|Budget Amount *help
¥3,600,000 (Direct Cost : ¥3,600,000)
Fiscal Year 2001 : ¥300,000 (Direct Cost : ¥300,000)
Fiscal Year 2000 : ¥700,000 (Direct Cost : ¥700,000)
Fiscal Year 1999 : ¥600,000 (Direct Cost : ¥600,000)
Fiscal Year 1998 : ¥2,000,000 (Direct Cost : ¥2,000,000)
In this research project, steroid synthetic pathways in the ovarian follicles of the five species of marine teleost, tiger puffer, yellow tail, red seabream, Japanese mackerel, and bambooleaf wrasse, during vitellogenesis and final oocyte maturation (FOM) were investigated.
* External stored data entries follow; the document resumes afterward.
PR #381, opened 2026-08-17
refactor: Remove serverConfigHash from ValkeyNode

### LINKED ISSUE #264: [chore] Remove serverConfigRollHash from public ValkeyNode CRD spec
### Problem

`spec.serverConfigRollHash` on `ValkeyNode` is an internal implementation detail used to trigger pod rolls when the server config changes. It is set by the `ValkeyCluster` controller and was never intended to be part of the public CRD API.

Exposing it in the spec means it appears in `kubectl describe`, `helm` templates, and any tooling that introspects the CRD schema. This leaks implementation detail, confuses users, and creates an accidental API contract.

This was noted as a limitation in PR #209.

### Proposed fix

Move the config hash into an annotation on the ValkeyNode (or on the managed StatefulSet's pod template) rather than a spec field. The `ValkeyCluster` controller writes the annotation; the `ValkeyNode` controller reads it to determine whether a roll is needed.

This removes `serverConfigRollHash` from the CRD spec entirely. The change must be backwards-compatible (existing clusters must not trigger spurious rolls on upgrade).

### Acceptance criteria

- [ ] `serverConfigRollHash` removed from `ValkeyNode` spec
- [ ] Config hash stored as an annotation on the ValkeyNode or StatefulSet pod template
- [ ] Existing clusters do not trigger spurious pod rolls after upgrading the operator
- [ ] `ValkeyNode` CRD schema updated; migration note added to release notes

### References

- PR #209 (limitations section)

### Related GitHub issues (live configuration)

Roll triggers and “what must go through `CONFIG SET` vs a pod restart” are the same product surface. These issues are the open **live config** workstream:

- **#210** — Apply minimum set of configs live without rolls
- **#211** — Revert to default when managed live config is removed
- **#212** — Apply ACL changes live

**Sequencing note:** Moving `serverConfigRollHash` off the public spec (e.g. to an annotation) can stay a **small API cleanup** if roll semantics stay unchanged. If you instead want one coherent “config propagation” design (live apply + roll fallback + no leaked internals), treat this as part of the same design pass as #210–#212 and coordinate there.

jdheyburn:
This PR closes #264 

### Summary

This is a refactor to remove `serverConfigHash` from ValkeyNode.

Since #338 introduced a `WorkloadRevision` to ValkeyNode, there is duplicated functionality which means we no longer need a `serverConfigHash`. 

- ValkeyNode.spec.serverConfigHash is removed from the CRD (internal, operator-managed field; nothing outside the operator reads it).
- No runtime behaviour changes: config-change rolls, live-config apply (CONFIG SET), and ACL live-apply are unchanged. A frozen pin test (internal/controller/config_rollhash_test.go) guarantees the derived hash is byte-identical to the previously stamped one, so upgrading the operator rolls zero pods.

### Implementation

Simply removing a field that has had its function duplicated elsewhere.

- The ValkeyNode pod-template builders now derive the config-hash annotation themselves (nodeServerConfigRollHash), gated on `spec.serverConfigMapName`
- The render core in config.go is parent-agnostic so cluster and node sides produce the same output bytes
- The cluster controller no longer computes or threads a config hash, shrinking the parent→ValkeyNode contract: set the real inputs, call setDesiredWorkloadRevision.
- `spec.workloadRevision` remains the single roll-control field

### Limitations

During a mixed state, its possible that the operator would cause some rolls and failovers, however once CRDs and operator is synced up then this is not expected.

### Testing

Beyond unit tests, tested on a kind cluster to verify that:

- change in maxmemory-policy is applied live and does not cause a pod roll
- change in io-threads causes a pod roll

### Checklist


jdheyburn:
@greptile-apps @coderabbitai

bjosv (dismissed):
LGTM! The added testcase with the old render logic was smart.

sandeepkunusoth (approved):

In the vitellogenic ovarian follicles in the tiger puffer, yellowtail, and Japanese mackerel, E2 is synthesized from androstendione (AD) via testosterone (T), while in red seabream and bambooleaf wrasse E2 is synthesized from AD via estrone (E1) but not T. During FOM, in all species the steroidogenic shift from estradiol-17β to 20β-hydroxylated progestin production occurred. Of the steroids produced, 17,20β-dihydroxy-4-pregnen-3-one (17,20β-P) and 17,20β,21-trihydroxy-4-pregnen-3-one (20β-S) exhibited the greatest effect on germinal vesicle breakdown (GVBD) in vitro in all species. 17,20β-dihydroxy-4-pregnen-3-one (17,20β-P) is confirmed as a maturation-inducing hormone (MIH) of the yellowtail. In the tiger puffer, it was shown that 17,20β,21-trihydroxy-4-pregnen-3-one (20β-S) was the MIH of this species. On the other hand, in the Japanese mackerel, red seabream, and bamboleaf wrasse, it has been clarified that both 17,20β-P and 20β-S play a role as MIH. Furthermore, the present study clarified the synthetic pathway of the MIH (s) in each species. In all cases, a combination of inactivation of C17, 20-lyase and activation of 20β-hydroxysteroid dehydrogenase in the ovarian follicles is the common enzymatic kinetics in the FOM.